I have a file contining some no of lines. I want split file into n no.of files with particular names. It doesn't matter how many line present in each file. I just want particular no.of files (say 5). here the problem is the no of lines in the original file keep on changing. So I need to calculate no of lines then just split the files into 5 parts. If possible we have to send each of them into different directories.
On linux, there is a split
command,
split –bytes=1m /path/to/large/file /path/to/output/file/prefix
Output fixed-size pieces of INPUT to PREFIXaa, PREFIXab, ...; default size is 1000 lines, and default PREFIX is 'x'. With no INPUT, or when INPUT is -, read standard input.
...
-l, --lines=NUMBER put NUMBER lines per output file
...
You would have to calculate the actual size of the splits beforehand, though.
I can think of a few ways to do it.

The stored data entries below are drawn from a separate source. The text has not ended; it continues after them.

PR #974, opened 2023-07-11
Fix human self-alignment synteny

azangru:
## Description
The code to display a synteny alignment view is assuming that the alignment can only be done between two different species, and thus breaks when tasked to show a human self-alignment. Meanwhile, we are displaying a link to human self-alignment synteny page on a Compara help&docs page: https://www.ensembl.org/info/genome/compara/analyses.html

The changes in this PR are:
- handle the case when the "main species" is the same as the "other species" in `GlyphSet/Vsynteny.pm`
- make sure Human always shows up int the dropdown of species available for alignment view

## Views affected
Synteny for Human aligned against Human

http://wp-np2-1e.ebi.ac.uk:8410/Homo_sapiens/Location/Synteny?r=8:26291508-26372680;otherspecies=Homo_sapiens

https://www.ebi.ac.uk/panda/jira/browse/ENSWEB-6820

### DIFF
--- a/modules/EnsEMBL/Web/Component/Location/SyntenyImage.pm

Which you would use depends a lot on the data.
Lines are fixed length: Find the size of the file by reading it's directory entry and divide by the line length to get the number of lines. Use this to determine how many lines per file.
The files only need to have approximately the same number of lines. Again read the file size from the directory entry. Read the first N lines (N should be small but some reasonable fraction of the file) to calculate an average line length. Calculate the approximate number of lines based on the file size and predicted average line length. This assumes that the line length follows a normal distribution. If not, adjust your method to randomly sample lines (using seek() or something similar). Rewind the file after your have your average, then split it based on the predicted line length.
Read the file twice. The first time count the number of lines. The second time splitting the file into the requisite pieces.
EDIT: Using a shell script (according to your comments), the randomized version of #2 would be hard unless you wrote a small program to do that for you. You should be able to use ls -l
to get the file size, wc -l
to count the exact number of lines, and head -nNNN | wc -c
to calculate the average line length.